→ **Exercise aim**
Search the data below, and report every line in which "html" occurs.

→ **Supplied records**
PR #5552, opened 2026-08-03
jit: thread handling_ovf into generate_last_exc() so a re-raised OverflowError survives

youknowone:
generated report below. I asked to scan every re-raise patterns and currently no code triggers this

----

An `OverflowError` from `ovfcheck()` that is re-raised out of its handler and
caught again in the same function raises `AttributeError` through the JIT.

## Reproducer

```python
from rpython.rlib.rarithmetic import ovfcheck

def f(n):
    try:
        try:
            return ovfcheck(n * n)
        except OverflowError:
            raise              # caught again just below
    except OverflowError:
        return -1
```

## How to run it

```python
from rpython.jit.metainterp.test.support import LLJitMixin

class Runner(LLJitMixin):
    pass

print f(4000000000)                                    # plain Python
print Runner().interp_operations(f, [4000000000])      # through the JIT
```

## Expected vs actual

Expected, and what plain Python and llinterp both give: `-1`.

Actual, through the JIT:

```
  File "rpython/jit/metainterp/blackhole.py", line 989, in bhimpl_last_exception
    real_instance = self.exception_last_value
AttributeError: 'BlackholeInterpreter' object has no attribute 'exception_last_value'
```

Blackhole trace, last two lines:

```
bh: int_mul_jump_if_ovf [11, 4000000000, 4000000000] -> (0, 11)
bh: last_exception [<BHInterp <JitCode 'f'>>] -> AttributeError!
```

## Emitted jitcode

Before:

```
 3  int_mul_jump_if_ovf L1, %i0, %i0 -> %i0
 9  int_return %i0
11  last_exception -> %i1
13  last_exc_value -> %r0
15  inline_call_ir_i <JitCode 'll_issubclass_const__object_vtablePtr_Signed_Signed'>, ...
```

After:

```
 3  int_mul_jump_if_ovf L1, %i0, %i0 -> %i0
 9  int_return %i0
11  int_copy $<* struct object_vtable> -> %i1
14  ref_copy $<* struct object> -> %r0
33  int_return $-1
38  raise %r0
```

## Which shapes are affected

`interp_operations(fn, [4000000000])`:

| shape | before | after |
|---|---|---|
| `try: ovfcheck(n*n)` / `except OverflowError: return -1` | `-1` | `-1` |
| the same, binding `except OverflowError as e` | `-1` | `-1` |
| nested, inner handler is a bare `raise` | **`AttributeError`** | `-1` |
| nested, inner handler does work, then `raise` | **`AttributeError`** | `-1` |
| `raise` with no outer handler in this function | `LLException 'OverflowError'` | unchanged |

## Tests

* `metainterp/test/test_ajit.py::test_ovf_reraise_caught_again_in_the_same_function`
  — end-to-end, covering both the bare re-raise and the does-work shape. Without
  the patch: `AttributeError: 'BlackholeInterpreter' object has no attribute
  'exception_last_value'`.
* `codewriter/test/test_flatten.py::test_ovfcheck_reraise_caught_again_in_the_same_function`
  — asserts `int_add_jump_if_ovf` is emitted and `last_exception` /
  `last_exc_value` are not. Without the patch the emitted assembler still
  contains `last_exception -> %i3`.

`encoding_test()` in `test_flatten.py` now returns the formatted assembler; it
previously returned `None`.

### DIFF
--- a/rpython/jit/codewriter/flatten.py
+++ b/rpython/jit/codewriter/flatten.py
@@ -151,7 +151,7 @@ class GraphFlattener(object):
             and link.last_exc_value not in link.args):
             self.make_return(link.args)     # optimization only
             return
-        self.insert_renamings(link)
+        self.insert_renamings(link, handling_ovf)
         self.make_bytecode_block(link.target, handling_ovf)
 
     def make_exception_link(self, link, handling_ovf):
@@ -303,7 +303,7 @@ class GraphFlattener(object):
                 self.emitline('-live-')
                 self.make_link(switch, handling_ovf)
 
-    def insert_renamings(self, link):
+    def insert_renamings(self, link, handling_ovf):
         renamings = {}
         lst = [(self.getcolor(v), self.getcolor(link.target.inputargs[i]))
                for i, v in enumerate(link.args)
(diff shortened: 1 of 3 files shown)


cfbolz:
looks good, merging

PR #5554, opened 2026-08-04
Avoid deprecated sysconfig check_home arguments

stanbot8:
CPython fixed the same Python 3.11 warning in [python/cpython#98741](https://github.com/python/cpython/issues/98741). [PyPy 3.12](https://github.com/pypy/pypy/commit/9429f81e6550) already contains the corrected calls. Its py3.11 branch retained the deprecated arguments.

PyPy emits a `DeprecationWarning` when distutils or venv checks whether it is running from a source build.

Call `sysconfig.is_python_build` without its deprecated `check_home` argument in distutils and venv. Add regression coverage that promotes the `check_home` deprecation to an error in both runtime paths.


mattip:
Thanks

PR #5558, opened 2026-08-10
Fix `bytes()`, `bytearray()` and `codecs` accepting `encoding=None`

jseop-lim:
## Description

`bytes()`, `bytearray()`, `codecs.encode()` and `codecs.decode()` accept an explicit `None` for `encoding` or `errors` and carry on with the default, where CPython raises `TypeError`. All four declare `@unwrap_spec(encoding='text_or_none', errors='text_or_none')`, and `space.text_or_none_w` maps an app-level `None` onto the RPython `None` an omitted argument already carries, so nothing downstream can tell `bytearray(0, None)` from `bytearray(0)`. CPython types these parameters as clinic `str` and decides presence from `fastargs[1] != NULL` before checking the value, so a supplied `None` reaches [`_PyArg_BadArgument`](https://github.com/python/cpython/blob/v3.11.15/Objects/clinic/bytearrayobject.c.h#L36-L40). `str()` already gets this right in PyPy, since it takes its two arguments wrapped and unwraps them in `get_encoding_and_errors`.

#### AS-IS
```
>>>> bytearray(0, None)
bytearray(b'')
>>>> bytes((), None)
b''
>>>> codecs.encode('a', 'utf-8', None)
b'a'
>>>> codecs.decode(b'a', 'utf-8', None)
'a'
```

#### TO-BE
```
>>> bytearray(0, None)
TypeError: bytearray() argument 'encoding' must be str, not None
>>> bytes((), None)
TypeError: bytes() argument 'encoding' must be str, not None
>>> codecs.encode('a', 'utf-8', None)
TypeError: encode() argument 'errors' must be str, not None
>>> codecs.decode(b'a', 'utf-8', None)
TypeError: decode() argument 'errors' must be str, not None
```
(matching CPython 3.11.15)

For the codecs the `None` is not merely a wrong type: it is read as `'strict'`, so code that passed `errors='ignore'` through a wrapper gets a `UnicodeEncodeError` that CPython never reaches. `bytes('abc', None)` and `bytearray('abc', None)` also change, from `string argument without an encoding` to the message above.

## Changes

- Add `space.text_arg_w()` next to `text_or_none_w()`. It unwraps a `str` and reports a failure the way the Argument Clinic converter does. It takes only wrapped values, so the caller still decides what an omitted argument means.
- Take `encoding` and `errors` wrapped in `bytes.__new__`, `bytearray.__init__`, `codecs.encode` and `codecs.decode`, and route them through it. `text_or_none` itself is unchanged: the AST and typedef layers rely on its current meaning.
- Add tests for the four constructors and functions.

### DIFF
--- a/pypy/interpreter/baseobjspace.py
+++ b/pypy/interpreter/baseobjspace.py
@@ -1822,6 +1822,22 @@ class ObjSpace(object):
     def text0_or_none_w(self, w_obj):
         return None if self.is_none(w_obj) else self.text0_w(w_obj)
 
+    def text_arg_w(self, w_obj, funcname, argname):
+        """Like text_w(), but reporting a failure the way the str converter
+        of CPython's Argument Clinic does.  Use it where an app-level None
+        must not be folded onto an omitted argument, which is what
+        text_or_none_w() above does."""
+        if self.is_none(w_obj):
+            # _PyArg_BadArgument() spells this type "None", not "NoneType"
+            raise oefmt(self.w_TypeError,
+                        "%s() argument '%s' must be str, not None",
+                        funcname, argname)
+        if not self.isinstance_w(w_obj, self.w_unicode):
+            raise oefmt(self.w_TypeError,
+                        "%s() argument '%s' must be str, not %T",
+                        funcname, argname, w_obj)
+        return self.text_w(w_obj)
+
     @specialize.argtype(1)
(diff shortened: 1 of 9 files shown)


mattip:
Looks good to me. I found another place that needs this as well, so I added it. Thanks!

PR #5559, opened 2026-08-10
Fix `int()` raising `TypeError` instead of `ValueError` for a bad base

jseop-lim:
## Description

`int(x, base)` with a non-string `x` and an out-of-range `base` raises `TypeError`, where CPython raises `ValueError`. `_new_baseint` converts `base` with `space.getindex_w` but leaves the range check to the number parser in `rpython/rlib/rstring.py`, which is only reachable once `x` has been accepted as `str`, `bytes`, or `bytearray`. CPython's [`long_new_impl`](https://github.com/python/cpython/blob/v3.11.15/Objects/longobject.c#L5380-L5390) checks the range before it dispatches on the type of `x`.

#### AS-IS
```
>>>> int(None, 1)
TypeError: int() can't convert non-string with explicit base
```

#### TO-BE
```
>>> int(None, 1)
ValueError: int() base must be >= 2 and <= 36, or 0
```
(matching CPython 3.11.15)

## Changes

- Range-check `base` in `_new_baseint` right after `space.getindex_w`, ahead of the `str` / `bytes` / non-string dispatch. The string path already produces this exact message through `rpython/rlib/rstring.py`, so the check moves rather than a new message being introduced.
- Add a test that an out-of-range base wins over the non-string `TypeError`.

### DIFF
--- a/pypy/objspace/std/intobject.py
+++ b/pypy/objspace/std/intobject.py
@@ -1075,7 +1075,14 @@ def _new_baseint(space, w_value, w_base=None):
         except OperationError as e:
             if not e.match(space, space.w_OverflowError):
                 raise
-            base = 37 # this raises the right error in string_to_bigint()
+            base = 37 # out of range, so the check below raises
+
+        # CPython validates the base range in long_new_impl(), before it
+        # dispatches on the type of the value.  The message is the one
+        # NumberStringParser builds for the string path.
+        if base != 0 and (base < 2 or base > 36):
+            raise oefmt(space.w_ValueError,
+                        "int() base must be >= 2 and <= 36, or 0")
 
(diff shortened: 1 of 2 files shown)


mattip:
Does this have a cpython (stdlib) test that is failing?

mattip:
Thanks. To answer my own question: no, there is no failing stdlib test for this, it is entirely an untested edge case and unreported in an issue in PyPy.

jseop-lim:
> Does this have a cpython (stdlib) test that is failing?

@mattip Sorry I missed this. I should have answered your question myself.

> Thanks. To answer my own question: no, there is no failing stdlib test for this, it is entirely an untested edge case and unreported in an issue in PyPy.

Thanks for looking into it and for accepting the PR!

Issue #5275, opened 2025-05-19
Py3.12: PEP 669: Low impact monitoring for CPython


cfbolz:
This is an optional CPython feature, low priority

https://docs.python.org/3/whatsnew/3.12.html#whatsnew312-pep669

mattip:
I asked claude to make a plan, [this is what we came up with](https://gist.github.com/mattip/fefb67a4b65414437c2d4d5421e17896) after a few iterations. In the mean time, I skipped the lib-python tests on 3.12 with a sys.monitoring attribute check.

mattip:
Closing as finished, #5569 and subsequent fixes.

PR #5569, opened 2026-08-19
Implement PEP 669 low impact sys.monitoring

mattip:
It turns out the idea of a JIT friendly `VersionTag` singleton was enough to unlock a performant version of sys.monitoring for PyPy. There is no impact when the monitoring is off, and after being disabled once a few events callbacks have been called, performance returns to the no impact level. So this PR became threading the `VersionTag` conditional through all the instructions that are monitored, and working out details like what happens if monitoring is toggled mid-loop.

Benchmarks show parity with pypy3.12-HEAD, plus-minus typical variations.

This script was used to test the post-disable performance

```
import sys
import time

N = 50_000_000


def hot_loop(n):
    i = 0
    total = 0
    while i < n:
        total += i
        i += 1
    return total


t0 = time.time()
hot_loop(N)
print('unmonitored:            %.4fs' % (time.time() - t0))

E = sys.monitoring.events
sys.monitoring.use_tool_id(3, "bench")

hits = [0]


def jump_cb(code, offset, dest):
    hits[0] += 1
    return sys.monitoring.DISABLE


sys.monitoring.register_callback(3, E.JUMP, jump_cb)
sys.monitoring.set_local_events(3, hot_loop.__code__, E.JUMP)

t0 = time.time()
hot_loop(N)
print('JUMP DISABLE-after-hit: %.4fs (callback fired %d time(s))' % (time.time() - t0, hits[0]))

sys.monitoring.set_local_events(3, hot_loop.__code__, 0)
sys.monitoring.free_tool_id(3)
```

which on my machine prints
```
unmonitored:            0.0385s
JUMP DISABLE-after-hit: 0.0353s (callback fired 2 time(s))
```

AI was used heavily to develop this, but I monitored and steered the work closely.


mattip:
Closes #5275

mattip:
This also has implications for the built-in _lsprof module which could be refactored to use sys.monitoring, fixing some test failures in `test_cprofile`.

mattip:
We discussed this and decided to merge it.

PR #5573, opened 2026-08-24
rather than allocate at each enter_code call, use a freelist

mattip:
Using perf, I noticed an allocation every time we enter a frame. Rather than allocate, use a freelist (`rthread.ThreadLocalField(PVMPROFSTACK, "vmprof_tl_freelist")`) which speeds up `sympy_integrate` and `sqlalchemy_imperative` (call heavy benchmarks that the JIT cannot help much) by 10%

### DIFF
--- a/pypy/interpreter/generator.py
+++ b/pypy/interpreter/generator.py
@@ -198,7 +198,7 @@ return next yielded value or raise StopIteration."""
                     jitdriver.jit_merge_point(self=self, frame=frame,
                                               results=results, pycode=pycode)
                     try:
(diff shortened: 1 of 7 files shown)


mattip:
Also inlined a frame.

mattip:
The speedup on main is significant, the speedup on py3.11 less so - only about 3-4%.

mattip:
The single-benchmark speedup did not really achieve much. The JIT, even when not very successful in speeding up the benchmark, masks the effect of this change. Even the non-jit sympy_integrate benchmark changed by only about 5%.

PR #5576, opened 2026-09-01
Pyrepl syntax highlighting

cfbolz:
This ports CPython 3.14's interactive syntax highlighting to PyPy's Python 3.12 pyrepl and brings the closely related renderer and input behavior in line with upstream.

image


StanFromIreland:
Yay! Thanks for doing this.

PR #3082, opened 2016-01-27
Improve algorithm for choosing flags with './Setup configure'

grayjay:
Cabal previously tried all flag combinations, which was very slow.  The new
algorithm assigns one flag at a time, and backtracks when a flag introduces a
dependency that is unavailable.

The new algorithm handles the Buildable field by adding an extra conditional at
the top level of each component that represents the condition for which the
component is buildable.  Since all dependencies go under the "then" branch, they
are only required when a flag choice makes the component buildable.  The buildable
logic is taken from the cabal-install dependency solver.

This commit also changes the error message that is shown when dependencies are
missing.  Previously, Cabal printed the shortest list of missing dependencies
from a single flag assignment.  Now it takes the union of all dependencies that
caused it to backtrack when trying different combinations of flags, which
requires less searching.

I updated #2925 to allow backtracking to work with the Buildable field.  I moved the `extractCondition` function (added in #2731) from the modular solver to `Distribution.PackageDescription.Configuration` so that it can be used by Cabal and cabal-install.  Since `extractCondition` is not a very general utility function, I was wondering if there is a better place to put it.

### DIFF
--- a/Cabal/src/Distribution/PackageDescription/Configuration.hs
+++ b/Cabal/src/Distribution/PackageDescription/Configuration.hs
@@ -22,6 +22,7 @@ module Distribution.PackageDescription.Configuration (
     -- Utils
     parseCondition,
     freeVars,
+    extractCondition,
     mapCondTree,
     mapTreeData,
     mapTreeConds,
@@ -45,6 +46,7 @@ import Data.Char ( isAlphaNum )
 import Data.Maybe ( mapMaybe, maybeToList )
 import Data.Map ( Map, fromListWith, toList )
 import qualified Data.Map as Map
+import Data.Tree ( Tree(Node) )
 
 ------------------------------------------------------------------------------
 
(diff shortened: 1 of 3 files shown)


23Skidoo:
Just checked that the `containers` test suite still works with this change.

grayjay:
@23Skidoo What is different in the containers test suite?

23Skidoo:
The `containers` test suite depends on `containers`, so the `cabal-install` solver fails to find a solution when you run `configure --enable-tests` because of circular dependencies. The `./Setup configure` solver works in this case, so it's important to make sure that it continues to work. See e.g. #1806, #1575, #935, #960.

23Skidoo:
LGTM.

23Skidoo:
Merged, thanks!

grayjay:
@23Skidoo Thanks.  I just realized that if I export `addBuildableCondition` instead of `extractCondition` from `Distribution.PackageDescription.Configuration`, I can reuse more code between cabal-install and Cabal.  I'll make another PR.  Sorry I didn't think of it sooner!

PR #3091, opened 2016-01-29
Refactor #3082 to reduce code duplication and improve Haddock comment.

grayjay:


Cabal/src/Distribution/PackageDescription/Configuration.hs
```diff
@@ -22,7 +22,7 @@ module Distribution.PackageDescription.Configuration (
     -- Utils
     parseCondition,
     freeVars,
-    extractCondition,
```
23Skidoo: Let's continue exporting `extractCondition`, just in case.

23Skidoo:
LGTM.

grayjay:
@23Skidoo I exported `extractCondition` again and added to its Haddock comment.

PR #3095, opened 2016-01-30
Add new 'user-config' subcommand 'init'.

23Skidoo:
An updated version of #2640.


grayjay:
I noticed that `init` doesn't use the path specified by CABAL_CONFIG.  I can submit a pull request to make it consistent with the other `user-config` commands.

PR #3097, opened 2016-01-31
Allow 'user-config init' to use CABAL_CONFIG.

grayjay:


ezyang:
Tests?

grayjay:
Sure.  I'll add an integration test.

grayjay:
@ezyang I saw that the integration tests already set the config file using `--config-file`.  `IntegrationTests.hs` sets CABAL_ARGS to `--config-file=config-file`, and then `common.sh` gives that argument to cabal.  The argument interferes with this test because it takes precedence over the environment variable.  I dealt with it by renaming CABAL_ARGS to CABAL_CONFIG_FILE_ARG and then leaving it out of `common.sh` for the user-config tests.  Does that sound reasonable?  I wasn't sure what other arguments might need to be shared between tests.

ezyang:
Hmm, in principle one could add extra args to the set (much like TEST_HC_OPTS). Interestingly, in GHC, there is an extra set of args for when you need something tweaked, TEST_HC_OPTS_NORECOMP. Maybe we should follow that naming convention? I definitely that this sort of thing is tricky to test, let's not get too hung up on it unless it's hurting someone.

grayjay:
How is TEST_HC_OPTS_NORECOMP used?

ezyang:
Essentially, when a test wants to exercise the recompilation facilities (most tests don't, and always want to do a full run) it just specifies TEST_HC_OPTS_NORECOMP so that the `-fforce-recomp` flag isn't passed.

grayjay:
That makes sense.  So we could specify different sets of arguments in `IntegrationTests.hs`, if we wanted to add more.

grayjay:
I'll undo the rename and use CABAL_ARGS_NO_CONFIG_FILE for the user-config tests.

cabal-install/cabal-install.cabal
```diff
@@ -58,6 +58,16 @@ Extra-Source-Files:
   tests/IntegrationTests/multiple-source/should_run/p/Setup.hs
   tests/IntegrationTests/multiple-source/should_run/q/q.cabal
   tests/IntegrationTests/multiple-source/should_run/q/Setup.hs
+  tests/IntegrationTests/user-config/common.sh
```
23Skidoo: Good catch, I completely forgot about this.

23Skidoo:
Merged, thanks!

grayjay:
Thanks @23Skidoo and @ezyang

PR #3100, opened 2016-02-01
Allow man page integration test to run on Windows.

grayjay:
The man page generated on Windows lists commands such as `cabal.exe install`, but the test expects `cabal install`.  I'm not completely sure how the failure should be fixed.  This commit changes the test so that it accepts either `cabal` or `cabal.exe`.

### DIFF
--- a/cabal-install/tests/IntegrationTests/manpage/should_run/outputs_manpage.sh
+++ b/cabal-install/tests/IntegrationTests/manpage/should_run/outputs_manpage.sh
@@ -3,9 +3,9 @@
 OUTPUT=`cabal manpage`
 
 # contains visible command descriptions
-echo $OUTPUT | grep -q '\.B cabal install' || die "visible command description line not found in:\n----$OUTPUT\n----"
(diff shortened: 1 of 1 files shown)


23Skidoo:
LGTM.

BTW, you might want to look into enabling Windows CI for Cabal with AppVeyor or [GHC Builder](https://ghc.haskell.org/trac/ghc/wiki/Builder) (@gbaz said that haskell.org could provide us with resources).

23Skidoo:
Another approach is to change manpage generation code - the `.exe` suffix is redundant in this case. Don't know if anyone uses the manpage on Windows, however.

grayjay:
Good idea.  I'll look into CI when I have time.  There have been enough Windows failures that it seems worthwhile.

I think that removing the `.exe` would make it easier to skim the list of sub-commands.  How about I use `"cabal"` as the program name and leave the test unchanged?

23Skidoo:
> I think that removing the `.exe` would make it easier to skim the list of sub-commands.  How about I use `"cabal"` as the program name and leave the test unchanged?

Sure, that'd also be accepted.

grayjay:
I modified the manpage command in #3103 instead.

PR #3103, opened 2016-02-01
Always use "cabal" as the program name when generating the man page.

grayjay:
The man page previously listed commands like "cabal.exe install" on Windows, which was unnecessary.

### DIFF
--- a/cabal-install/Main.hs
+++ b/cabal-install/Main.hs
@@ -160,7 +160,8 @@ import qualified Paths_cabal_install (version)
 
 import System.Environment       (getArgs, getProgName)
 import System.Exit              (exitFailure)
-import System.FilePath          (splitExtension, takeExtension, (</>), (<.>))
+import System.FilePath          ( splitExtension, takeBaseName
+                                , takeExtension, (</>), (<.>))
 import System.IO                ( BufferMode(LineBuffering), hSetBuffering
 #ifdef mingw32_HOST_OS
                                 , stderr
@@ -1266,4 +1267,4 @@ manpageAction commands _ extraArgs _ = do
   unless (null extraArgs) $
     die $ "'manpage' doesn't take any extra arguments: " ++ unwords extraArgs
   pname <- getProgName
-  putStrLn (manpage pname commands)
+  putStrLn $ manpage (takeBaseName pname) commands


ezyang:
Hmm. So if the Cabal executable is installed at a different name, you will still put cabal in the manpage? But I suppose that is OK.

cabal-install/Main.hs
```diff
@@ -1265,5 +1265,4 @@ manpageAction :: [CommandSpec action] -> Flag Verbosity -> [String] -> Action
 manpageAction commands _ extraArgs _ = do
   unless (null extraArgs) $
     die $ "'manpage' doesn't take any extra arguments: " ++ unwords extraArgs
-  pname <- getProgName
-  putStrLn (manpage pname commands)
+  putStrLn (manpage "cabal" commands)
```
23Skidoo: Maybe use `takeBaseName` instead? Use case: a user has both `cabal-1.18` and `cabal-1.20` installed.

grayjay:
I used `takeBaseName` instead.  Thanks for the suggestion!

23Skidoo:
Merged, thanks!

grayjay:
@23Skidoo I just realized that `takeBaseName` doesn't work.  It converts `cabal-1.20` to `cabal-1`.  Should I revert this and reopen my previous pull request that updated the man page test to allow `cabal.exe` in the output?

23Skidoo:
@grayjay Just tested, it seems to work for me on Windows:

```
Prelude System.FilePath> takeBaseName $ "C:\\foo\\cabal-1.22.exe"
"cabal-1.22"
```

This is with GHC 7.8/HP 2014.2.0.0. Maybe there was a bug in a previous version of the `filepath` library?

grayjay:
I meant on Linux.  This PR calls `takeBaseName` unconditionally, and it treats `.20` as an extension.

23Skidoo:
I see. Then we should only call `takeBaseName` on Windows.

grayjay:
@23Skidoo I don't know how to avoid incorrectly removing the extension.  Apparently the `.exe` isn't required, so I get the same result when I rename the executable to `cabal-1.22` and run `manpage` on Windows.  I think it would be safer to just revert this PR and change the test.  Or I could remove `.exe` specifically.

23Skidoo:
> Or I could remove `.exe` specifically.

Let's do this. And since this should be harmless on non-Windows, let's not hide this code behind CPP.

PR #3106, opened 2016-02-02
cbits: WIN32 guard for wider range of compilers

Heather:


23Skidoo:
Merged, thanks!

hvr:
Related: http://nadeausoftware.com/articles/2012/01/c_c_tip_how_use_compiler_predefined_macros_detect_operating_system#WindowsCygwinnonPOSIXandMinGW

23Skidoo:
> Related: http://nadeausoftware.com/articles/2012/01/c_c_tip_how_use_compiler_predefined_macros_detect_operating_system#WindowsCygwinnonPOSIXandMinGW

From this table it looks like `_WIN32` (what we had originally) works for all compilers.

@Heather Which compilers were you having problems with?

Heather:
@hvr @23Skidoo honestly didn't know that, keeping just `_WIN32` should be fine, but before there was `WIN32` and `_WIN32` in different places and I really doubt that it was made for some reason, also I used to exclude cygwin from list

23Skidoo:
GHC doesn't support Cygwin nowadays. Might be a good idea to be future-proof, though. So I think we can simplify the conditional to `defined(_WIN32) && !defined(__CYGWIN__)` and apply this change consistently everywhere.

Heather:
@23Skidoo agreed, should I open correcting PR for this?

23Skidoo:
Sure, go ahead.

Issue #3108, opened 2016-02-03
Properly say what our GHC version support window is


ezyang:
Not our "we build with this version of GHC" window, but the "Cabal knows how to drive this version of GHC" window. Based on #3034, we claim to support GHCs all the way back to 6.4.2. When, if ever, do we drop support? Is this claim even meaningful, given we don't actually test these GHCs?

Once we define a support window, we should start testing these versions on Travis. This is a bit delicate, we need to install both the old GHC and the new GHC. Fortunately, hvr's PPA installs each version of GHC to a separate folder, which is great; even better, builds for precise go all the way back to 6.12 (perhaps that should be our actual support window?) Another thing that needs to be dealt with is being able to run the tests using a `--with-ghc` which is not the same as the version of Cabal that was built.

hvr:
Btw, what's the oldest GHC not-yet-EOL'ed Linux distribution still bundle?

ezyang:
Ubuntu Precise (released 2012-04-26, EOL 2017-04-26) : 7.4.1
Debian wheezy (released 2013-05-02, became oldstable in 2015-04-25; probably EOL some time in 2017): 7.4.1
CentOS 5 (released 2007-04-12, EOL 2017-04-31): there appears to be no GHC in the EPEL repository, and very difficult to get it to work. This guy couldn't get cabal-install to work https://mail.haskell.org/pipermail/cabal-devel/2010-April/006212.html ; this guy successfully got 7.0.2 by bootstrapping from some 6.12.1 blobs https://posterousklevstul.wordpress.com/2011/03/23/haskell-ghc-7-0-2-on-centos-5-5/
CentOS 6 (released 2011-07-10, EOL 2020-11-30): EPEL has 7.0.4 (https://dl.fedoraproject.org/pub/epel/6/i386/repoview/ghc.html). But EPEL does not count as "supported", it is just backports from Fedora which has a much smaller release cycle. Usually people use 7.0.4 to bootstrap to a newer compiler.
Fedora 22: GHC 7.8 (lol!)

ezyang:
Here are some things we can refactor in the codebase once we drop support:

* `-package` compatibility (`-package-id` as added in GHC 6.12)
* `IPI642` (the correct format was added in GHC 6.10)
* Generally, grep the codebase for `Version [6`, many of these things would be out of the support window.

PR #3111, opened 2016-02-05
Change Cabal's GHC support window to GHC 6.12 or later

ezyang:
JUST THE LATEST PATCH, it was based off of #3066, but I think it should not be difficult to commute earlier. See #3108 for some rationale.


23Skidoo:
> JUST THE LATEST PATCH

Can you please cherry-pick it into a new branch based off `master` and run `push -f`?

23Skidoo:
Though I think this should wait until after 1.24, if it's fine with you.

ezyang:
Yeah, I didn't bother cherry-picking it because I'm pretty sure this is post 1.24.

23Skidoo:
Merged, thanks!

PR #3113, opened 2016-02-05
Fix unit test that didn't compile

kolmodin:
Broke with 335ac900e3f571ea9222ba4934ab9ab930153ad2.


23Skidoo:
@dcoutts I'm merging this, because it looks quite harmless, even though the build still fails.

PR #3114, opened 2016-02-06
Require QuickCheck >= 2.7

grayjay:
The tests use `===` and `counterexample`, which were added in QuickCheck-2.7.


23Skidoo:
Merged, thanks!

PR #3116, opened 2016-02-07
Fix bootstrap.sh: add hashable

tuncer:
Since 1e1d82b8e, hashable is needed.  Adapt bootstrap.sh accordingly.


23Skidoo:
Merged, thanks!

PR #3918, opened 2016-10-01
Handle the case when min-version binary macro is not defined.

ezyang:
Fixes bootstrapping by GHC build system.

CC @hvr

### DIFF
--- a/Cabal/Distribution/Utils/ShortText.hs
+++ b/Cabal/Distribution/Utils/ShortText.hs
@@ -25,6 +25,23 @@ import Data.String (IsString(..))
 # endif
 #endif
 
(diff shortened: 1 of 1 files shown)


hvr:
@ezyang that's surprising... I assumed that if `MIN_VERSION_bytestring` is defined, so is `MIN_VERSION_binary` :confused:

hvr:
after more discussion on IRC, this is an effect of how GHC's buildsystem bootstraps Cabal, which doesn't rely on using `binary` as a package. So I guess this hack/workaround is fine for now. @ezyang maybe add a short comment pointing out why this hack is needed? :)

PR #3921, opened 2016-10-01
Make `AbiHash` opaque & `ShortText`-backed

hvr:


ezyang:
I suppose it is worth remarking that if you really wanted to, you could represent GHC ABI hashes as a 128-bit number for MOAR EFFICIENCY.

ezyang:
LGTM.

→ **Result for this task**
https://docs.python.org/3/whatsnew/3.12.html#whatsnew312-pep669
CentOS 5 (released 2007-04-12, EOL 2017-04-31): there appears to be no GHC in the EPEL repository, and very difficult to get it to work. This guy couldn't get cabal-install to work https://mail.haskell.org/pipermail/cabal-devel/2010-April/006212.html ; this guy successfully got 7.0.2 by bootstrapping from some 6.12.1 blobs https://posterousklevstul.wordpress.com/2011/03/23/haskell-ghc-7-0-2-on-centos-5-5/
CentOS 6 (released 2011-07-10, EOL 2020-11-30): EPEL has 7.0.4 (https://dl.fedoraproject.org/pub/epel/6/i386/repoview/ghc.html). But EPEL does not count as "supported", it is just backports from Fedora which has a much smaller release cycle. Usually people use 7.0.4 to bootstrap to a newer compiler.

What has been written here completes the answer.